Читать «Галина Уланова» онлайн - страница 187

Борис Александрович Львов-Анохин

В день выступления Уланова по-особенному сосредоточенна и отрешена. Вот она сидит и размышляет, мысленно просматривая и переживая события спектакля. Уланова долго выбирает туфельки, проверяет крепость лент, примеряет их. Вот она по давней балетной традиции обшивает носок туфельки суровыми нитками, чтобы не поскользнуться в танце. Вот отставляет работу и снова погружается в раздумье…

Заканчивался спектакль… Медленно и трудно остывала Уланова. Разгримировывалась, принимала душ, переодевалась. А дома — нет ни кровинки в лице, — усталость, усталость, усталость… Вот только что она казалась невесомой, словно сотканной из воздуха. Только что сияющая, со смущенной улыбкой, по-девичьи стыдливая, благодарила зрителей. (Кто не помнит этих удивительных улановских поклонов!) А дома — ножные компрессы, ноги в навернутой на них ткани, боль, которую причиняет каждый переход с места на место. И глаза — страдальческие, беспомощные. Кажется, жизнь ушла из Улановой. Усталость, усталость, усталость…

Но завтра — завтра снова класс, снова станок, у которого она будет работать — без устали и без пощады. И будет спрашивать статиста: какие вы можете сделать мне замечания? И будет внимательно слушать, непобедимая усталостью и болью» .

Балетмейстер Л. Лавровский, постановщик балета «Ромео и Джульетта», рассказывает: «Я не помню ни одного случая, когда бы Уланова пожертвовала ради чего-либо уроком или репетицией.
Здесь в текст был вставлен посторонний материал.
PR #381, opened 2019-11-06
Add Itertools::intersperse_with

gin-ahirsch:
Pretty self-explanatory. Useful for non-clonable elements or otherwise stateful interspersing.
`intersperse()` could be implemented via `intersperse_with()`, allowing the change to be more minimal. I haven't done it currently, but if you don't see any downsides I'd amend this change to do `self.intersperse_with(|| element)` for `intersperse()` instead.

### DIFF
--- a/src/intersperse.rs
+++ b/src/intersperse.rs
@@ -62,7 +62,7 @@ impl<I> Iterator for Intersperse<I>
         Self: Sized, F: FnMut(B, Self::Item) -> B,
     {
         let mut accum = init;
-        
+
         if let Some(x) = self.peek.take() {
             accum = f(accum, x);
         }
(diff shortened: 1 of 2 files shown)


FauxFaux:
I came here to write exactly this.

I planned to:
 * make the existing intersperse implementation call this one. Copy-pasting the code is presumably more efficient, though.
 * not use `FnMut`, but `Fn`. I guess `FnMut` is more general.

phimuemue:
>    make the existing intersperse implementation call this one.

I second this suggestion. We do it in other places, too, and my most recent tests indicate that the compiler is actually smart enough to inline things properly (at least with `--release`).

As a side note: Is possibly even `Interleave` similar enough so that it could share code with `Intersperse`?

gin-ahirsch:
It may not actually be possible to implement `intersperse()` through `intersperse_with()`:
```
error[E0308]: mismatched types
   --> src/lib.rs:401:31
    |
396 |     fn intersperse<F>(self, element: Self::Item) -> IntersperseWith<Self, F>
    |                    - this type parameter
...
401 |         self.intersperse_with(|| element)
    |                               ^^^^^^^^^^ expected type parameter `F`, found closure
```
Basically the same underlying issue as why #377 can't just return with a new closure - requiring `impl Trait` in return position.
The same will be true for `interleave()`.

gin-ahirsch:
Actually the issue is not just `impl Trait` in return position, but `impl Trait` in return position *for traits*. I'm not sure this is even on the map for Rust, as a Trait's interface is expected to be "fixed".
I tried using inherent trait methods (`impl dyn Itertools`), but that doesn't like methods with generic type parameters that don't have the restriction of `Self: Sized`:
```
error[E0038]: the trait `Itertools` cannot be made into an object
    --> src/lib.rs:2590:9
     |
1394 |     fn find_position<P>(&mut self, mut pred: P) -> Option<(usize, Self::Item)>
     |        ------------- method `find_position` has generic type parameters
...
2590 | impl<Item> dyn Itertools<Item=Item> {
     |            ^^^^^^^^^^^^^^^^^^^^^^^^ the trait `Itertools` cannot be made into an object
```
I'm not sure why that would be problematic if not invoked from the inherent methods, but it seems that it is.
Even if that would be solved somehow, we cannot invoke generic methods at all though:
```
error: the `intersperse_with` method cannot be invoked on a trait object
    --> src/lib.rs:2467:14
     |
2467 |         self.intersperse_with(|| element)
     |              ^^^^^^^^^^^^^^^^
```
It's interesting that the method can accept `self` by value though, considering its type would be `dyn Itertools`.

jswrenn:
This looks good to me. Could you resolve the merge conflict?

jswrenn:
Thanks!

bors r+

PR #382, opened 2019-11-10
Add derive(Clone) where possible

andersk:


TomCrypto:
Would be great to have this merged, this PR is quite necessary when you have an iterator chain that eventually needs to be cloned (e.g. for `.cycle()`) but some itertools combinator in the chain fails to be `Clone`...

phimuemue:
Looks good to me. Maybe we can simplify the manual `impl`s after merging this (e.g. via a macro similar to `debug_fmt_fields`).

jswrenn:
Thanks!

bors r+

PR #383, opened 2019-11-12
Fix combinations(0) and combinations_with_replacement(0).

### LINKED ISSUE #361: Combination on zero-sized array

andersk:
The empty combination is always a valid combination of length 0.

Fixes #361 while also simplifying the code.

### DIFF
--- a/src/combinations.rs
+++ b/src/combinations.rs
@@ -51,13 +51,11 @@ impl<I> Iterator for Combinations<I>
     type Item = Vec<I::Item>;
     fn next(&mut self) -> Option<Self::Item> {
         let mut pool_len = self.pool.len();
-        if self.pool.is_done() {
-            if pool_len == 0 || self.k > pool_len {
-                return None;
-            }
-        }
 
         if self.first {
+            if self.pool.is_done() {
+                return None;
+            }
             self.first = false;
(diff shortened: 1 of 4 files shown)


jswrenn:
Thanks for the contribution! `combinations` has been around long enough that users _might_ be relying on this behavior. As such, I'm going to treat this like a breaking change, rather than a mere bug-fix, and postpone merging this until the next major version release.

jswrenn:
Thanks!

bors r+

PR #390, opened 2019-12-19
Extension trait for a range column-row iterator

jacobrosenthal:
Extension trait for a range, which accepts another range to make an iterator that would give x,y tuple 'visiting' every possibility. I wrote it for some pixel based stuff currently because I couldnt find it anywhere else.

Мне вспоминается, однажды мы встретились в гостях, небольшая группа людей. Было очень весело, настроение у всех было хорошее, мы все шутили, смеялись. Но вот наступила полночь. Уланова встала и стала прощаться: „Спокойной ночи“. Ее бросились удерживать, уговаривали, упрашивали не уходить, посидеть еще. Но ничего не помогло. Уланова ответила: „У меня завтра урок, после урока — репетиция, и я должна быть в форме“.

А ведь очень-очень многие из актеров знают, что у них завтра урок, репетиция, но… сегодня собралась чудесная компания, и я хочу посидеть до утра. А завтра буду спать до полудня. И погиб урок, погибла репетиция. С Улановой так никогда не было и не может быть.
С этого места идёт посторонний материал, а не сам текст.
PR #391, opened 2020-01-02
Simplify `Clone` implementations

phimuemue:
Use a macro `clone_fields`, similar to `debug_fmt_fields`.

I replaced existing implementations of `clone_fields` and simplified the macro's parameters.


jswrenn:
Thanks!

bors r+

PR #397, opened 2020-01-10
don't require ParitalEq to the Item of DedupBy

KeenS:
`PartialEq` is't needed because `dedup_pred` take its place.


jswrenn:
Thanks!

bors r+

PR #403, opened 2020-02-06
Add CombinationsByLen iterator

### LINKED ISSUE #330: [Suggestion] Make another Combination iterator
Current implementation makes it hard to iterate over **all** combinations of infinite iterator.
E.g. every element from `(1..).combinations(3)` will always start with `[1,2,...]` so there is no way to ever get `[2,3,4]`.

But there is another way to implement this:
1. Iterate over all combinations which uses only indices < n (in lexicographic order).
2. Iterate over the rest.

This way our example will be `[1,2,3], [1,2,4], [1,3,4], [2,3,4], [1,2,5], ...`

It is practical to also have this implementation alongside with current.

fyrchik:
Closes #330 .

Sometimes we need to iterate over all possible combinations
of an infinite iterator. This means that every combination
must be eventually met. This PR implements such a possibility.


tests/test_std.rs
```diff
@@ -558,6 +558,51 @@ fn concat_non_empty() {
...
+    assert_eq!(it.next(), Some(vec![2,3,4]));
+    assert_eq!(it.next(), Some(vec![1,2,5]));
+    assert_eq!(it.next(), Some(vec![1,3,5]));
+    assert_eq!(it.next(), Some(vec![1,4,5]));
+    assert_eq!(it.next(), Some(vec![2,3,5]));
+    assert_eq!(it.next(), Some(vec![2,4,5]));
+    assert_eq!(it.next(), Some(vec![3,4,5]));
+    assert_eq!(it.next(), Some(vec![1,2,6]));
+}
+
```
phimuemue: Should we add some tests that actually work on infinite iterators?

src/combinations_by_len.rs
```diff
@@ -0,0 +1,154 @@
...
+}
+
+#[derive(Debug)]
+struct LazyBuffer<I: Iterator> {
+    it: I,
+    done: bool,
+    buffer: Vec<I::Item>,
+}
+
+impl<I> LazyBuffer<I> where I: Iterator
```
phimuemue: This looks very similar to the already existing `LazyBuffer`. Could we use the existing one?

tests/test_std.rs
fyrchik: The last test does so (iterator is `(1..)` by 3).
Sadly in test we can test only for a finite number of elements! I have decided to stop on 11.

src/combinations_by_len.rs
```diff
@@ -0,0 +1,154 @@
+use std::fmt;
+use std::ops::Index;
+
+/// An iterator to iterate through all the `n`-length combinations in an iterator.
+/// It works even for infinite iterators.
+///
+/// See [`combinations_by_len()`](../trait.Itertools.html#fn.combinations_by_len) for more information.
+#[must_use = "iterator adaptors are lazy and do nothing unless consumed"]
+pub struct CombinationsByLen<I: Iterator> {
+    n: usize,
```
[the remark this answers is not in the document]
fyrchik: I think `n` is shorter and maybe a bit faster. `n` is also used in other iterators so I'd stick with it despite some duplication.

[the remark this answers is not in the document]
fyrchik: If #404 will be merged, I will change this also.

fyrchik:
@phimuemue thanks for the feedback! I have updated PR.

tests/test_std.rs
phimuemue: Ah, thank you, I misread that.

PR #404, opened 2020-02-06
`Combinations::k` is redundant

phimuemue:
If I am not mistaken, we can get rid of `Combinations::k` by simply referring to `indices.len` instead.

Also, we could simplify some things in `Combinations::next`.


jswrenn:
Thanks!

bors r+

PR #730, opened 2023-08-16
Simplify kmerge_by.

ttsugriy:
`Vec`'s collect uses size hint under the hood, but it's more concise and idiomatic.


Philippe-Cholet:
Except `FilterMap::size_hint` has a lower bound of 0 (see [this](https://doc.rust-lang.org/src/core/iter/adapters/filter_map.rs.html#125)).
We have insight about the predicate that `FilterMap` simply can not have.

ttsugriy:
ah, I totally missed this, @Philippe-Cholet You're absolutely right.

PR #736, opened 2023-08-24
Merge `Merge/MergeBy/MergeJoinBy` implementations (v2)

### LINKED ISSUE #701: Merge `MergeBy` and `MergeJoinBy`

Philippe-Cholet:
Cleaner alternative to the experimental/messy #711. Closes #701.
@phimuemue I would additionally rename `InternalMergeJoinBy` to `MergeBy`, making `MergeJoinBy` an alias of `MergeBy` instead. But I would like your opinion on this first.
I recently found a way to not add a fourth type to `MergeJoinBy` (added to the old PR) but another difference is that I do not wrap with `MergeFuncT` anymore.

### DIFF
--- a/src/merge_join.rs
+++ b/src/merge_join.rs
@@ -109,7 +109,6 @@ impl<L, R, T, F: FnMut(&L, &R) -> T> FuncLR<L, R> for F {
 }
 
 pub trait OrderingOrBool<L, R> {
-    type Out;
     type MergeResult;
     fn left(left: L) -> Self::MergeResult;
     fn right(right: R) -> Self::MergeResult;
@@ -121,7 +120,6 @@ pub trait OrderingOrBool<L, R> {
 }
 
 impl<L, R, F: FnMut(&L, &R) -> Ordering> OrderingOrBool<L, R> for MergeFuncLR<F, Ordering> {
-    type Out = Ordering;
     type MergeResult = EitherOrBoth<L, R>;
     fn left(left: L) -> Self::MergeResult {
         EitherOrBoth::Left(left)
@@ -149,7 +147,6 @@ impl<L, R, F: FnMut(&L, &R) -> Ordering> OrderingOrBool<L, R> for MergeFuncLR<F,
 }
 
 impl<L, R, F: FnMut(&L, &R) -> bool> OrderingOrBool<L, R> for MergeFuncLR<F, bool> {
-    type Out = bool;
     type MergeResult = Either<L, R>;
     fn left(left: L) -> Self::MergeResult {
         Either::Left(left)
@@ -171,7 +168,6 @@ impl<L, R, F: FnMut(&L, &R) -> bool> OrderingOrBool<L, R> for MergeFuncLR<F, boo
 }
 
 impl<T, F: FnMut(&T, &T) -> bool> OrderingOrBool<T, T> for F {
-    type Out = bool;
     type MergeResult = T;
     fn left(left: T) -> Self::MergeResult {
         left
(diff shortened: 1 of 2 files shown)


src/merge_join.rs
```diff
@@ -57,97 +47,20 @@ pub fn merge<I, J>(i: I, j: J) -> Merge<<I as IntoIterator>::IntoIter, <J as Int
...
-{
-    debug_fmt_fields!(MergeBy, a, b);
-}
-
-impl<T, F: FnMut(&T, &T)->bool> MergePredicate<T> for F {
-    fn merge_pred(&mut self, a: &T, b: &T) -> bool {
-        self(a, b)
-    }
-}
+pub type MergeBy<I, J, F> = InternalMergeJoinBy<I, J, F>;
```
jswrenn, line 50: Yes, I think you should rename `InternalMergeJoinBy` to `MergeBy` and ditch this type alias.

jswrenn (changes requested):

Philippe-Cholet:
@phimuemue What do you think of this new version?
`MergeJoinBy` do not have a fourth type here, as you thought possible (the small `FuncLR` trait that make it work seems reasonable to me).

Philippe-Cholet:
Rebased after recent #751.

src/merge_join.rs
```diff
@@ -171,46 +83,54 @@ where
...
+pub trait FuncLR<L, R> {
+    type T;
+}
+
+impl<L, R, T, F: FnMut(&L, &R) -> T> FuncLR<L, R> for F {
+    type T = T;
 }
 
 pub trait OrderingOrBool<L, R> {
+    type Out;
```
jswrenn, line 112:
```suggestion
```
I believe this associated type can be removed without issue. At least, I just tried removing it, and `cargo check` succeeded.

jswrenn (changes requested):

src/merge_join.rs
Philippe-Cholet: Well, it is a shock to me but you are right.

jswrenn (approved):

Philippe-Cholet:
That feature was quite a ride for me. 🎉

@jswrenn Note that you are mixing different PRs with the "next" milestone.

Philippe-Cholet:
Just that old PRs of 0.11 are with the new ones, which I noticed and found weird but if it's not an issue then case closed.

PR #737, opened 2023-08-26
Count combinations with replacement

Philippe-Cholet:
@phimuemue
Maybe a comment in `remaining_for` to suggest to see the big comment in `combinations.rs`.
I have a test `combinations_with_replacement_inexact_size_hints` if you want.

### DIFF
--- a/src/combinations_with_replacement.rs
+++ b/src/combinations_with_replacement.rs
@@ -101,6 +101,13 @@ where
             None => None,
         }
     }
+
+    fn size_hint(&self) -> (usize, Option<usize>) {
+        let (mut low, mut upp) = self.pool.size_hint();
+        low = remaining_for(low, self.first, &self.indices).unwrap_or(usize::MAX);
+        upp = upp.and_then(|upp| remaining_for(upp, self.first, &self.indices));
+        (low, upp)
+    }
 }
 
 impl<I> FusedIterator for CombinationsWithReplacement<I>
--- a/src/combinations_with_replacement.rs
+++ b/src/combinations_with_replacement.rs
@@ -108,6 +108,12 @@ where
         upp = upp.and_then(|upp| remaining_for(upp, self.first, &self.indices));
         (low, upp)
     }
+
+    fn count(self) -> usize {
+        let Self { indices, pool, first } = self;
+        let n = pool.count();
+        remaining_for(n, first, &indices).unwrap()
+    }
 }
 
 impl<I> FusedIterator for CombinationsWithReplacement<I>
--- a/src/combinations_with_replacement.rs
+++ b/src/combinations_with_replacement.rs
@@ -124,6 +124,10 @@ where
 
 /// For a given size `n`, return the count of remaining combinations with replacement or None if it would overflow.
 fn remaining_for(n: usize, first: bool, indices: &[usize]) -> Option<usize> {
+    // With a "stars and bars" representation, choose k values with replacement from n values is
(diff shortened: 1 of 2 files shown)


Philippe-Cholet:
@phimuemue What do you think?

src/combinations_with_replacement.rs
```diff
@@ -107,3 +108,22 @@ where
...
+        indices
+            .iter()
+            .enumerate()
+            // TODO: Once the MSRV hits 1.37.0, we can sum options instead:
+            // .map(|(i, n0)| count(n - 1 - *n0, k - i))
+            // .sum()
+            .fold(Some(0), |sum, (i, n0)| {
+                sum.and_then(|s| s.checked_add(count(n - 1 - *n0, k - i)?))
+            })
+    }
```
phimuemue, line 141: I *believe* you that this is correct, but I have a hard time comprehending this without comments. Is it the "stars and sticks" thing that leads to `binomial(n+k-1, k)`?

Could you comment the loop similar to what we did in the other cases?

In addition: Could `n+k` overflow? And if so, shouldn't we return `None` here instead of `panic`king?

src/combinations_with_replacement.rs
```diff
@@ -101,6 +101,13 @@ where
             None => None,
         }
     }
+
+    fn size_hint(&self) -> (usize, Option<usize>) {
+        let (mut low, mut upp) = self.pool.size_hint();
+        low = remaining_for(low, self.first, &self.indices).unwrap_or(usize::MAX);
+        upp = upp.and_then(|upp| remaining_for(upp, self.first, &self.indices));
+        (low, upp)
+    }
```
phimuemue, line 110: Nicely in line with `Combinations::size_hint`.

src/combinations_with_replacement.rs
```diff
@@ -108,6 +108,12 @@ where
         upp = upp.and_then(|upp| remaining_for(upp, self.first, &self.indices));
         (low, upp)
     }
+
+    fn count(self) -> usize {
+        let Self { indices, pool, first } = self;
+        let n = pool.count();
+        remaining_for(n, first, &indices).unwrap()
+    }
```
phimuemue, line 116: Nicely in line with `Combinations::count`.

src/combinations_with_replacement.rs
```diff
@@ -25,7 +25,7 @@ where
     I: Iterator + fmt::Debug,
     I::Item: fmt::Debug + Clone,
 {
-    debug_fmt_fields!(Combinations, indices, pool, first);
+    debug_fmt_fields!(CombinationsWithReplacement, indices, pool, first);
```
phimuemue, line 28: Good catch, thanks!

phimuemue (changes requested):
Hi @Philippe-Cholet, thanks again!

Please comment how `remaining_for` works - I *believe* that you did your homework there, but I'd really appreciate if you could clear things up for the reader.

src/combinations_with_replacement.rs
Philippe-Cholet: I chose the expression "stars and bars" from wikipedia, expression I did not know. I added a comment.
Good catch `n+k` overflowing, handled.
And I copied/updated the previous comment about the loop.

phimuemue:
bors r+

Thanks @Philippe-Cholet.

One thing: I'm constantly annoyed by the `first` field. Do you happen to know if there's a way to avoid this? (No need to work on it, I was just interested if you have insights into that.)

Я не помню случая, чтобы она позволила себе опоздать на репетицию или хотя бы перед ее началом, в последнюю минуту, подшивать ленты у туфель. Если репетиция назначена в один час, Уланова в час стоит совершенно готовая, „разогретая“, собранная, предельно внимательная. И если кто-то приходит вялый, рассеянный, начинает болтать, у Улановой сразу сдвигаются брови, хмурится лицо, взгляд делается строгим и недовольным.
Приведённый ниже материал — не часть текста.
PR #738, opened 2023-08-26
Update rust/itertools versions in the doc

Philippe-Cholet:
Rust 1.36 according to `Cargo.toml`.
And the fixed `html_root_url` updates all html links we might encounter. I personally do not use it very much but being redirect of `0.8` felt weird.

### DIFF
--- a/src/lib.rs
+++ b/src/lib.rs
@@ -42,8 +42,8 @@
 //!
 //! ## Rust Version
 //!
-//! This version of itertools requires Rust 1.32 or later.
-#![doc(html_root_url="https://docs.rs/itertools/0.8/")]
+//! This version of itertools requires Rust 1.36 or later.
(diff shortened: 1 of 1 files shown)


src/lib.rs
```diff
@@ -42,8 +42,8 @@
 //!
 //! ## Rust Version
 //!
-//! This version of itertools requires Rust 1.32 or later.
-#![doc(html_root_url="https://docs.rs/itertools/0.8/")]
+//! This version of itertools requires Rust 1.36 or later.
+#![doc(html_root_url="https://docs.rs/itertools/0.11/")]
```
jswrenn, line 46: I wonder why we have this line at all. I've never written this in any of my other crates. Perhaps it's just a vestige of the past that can be removed without issue?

Эта замечательная дисциплина помогла Улановой и всем нам в трудной поездке в Лондон. Там было очень большое количество спектаклей, концертов, выступлений по телевидению, киносъемок. Труппа очень уставала. Но выносливость и воля Улановой служили для всех примером. Бывали моменты, когда молодые танцовщицы говорили: „Мы больше не можем, с ног валимся“. И тогда им отвечали: „А как же Уланова? Уланова может!“ И действительно, Уланова могла. И молодежь тянулась за ней, воодушевлялась ее примером».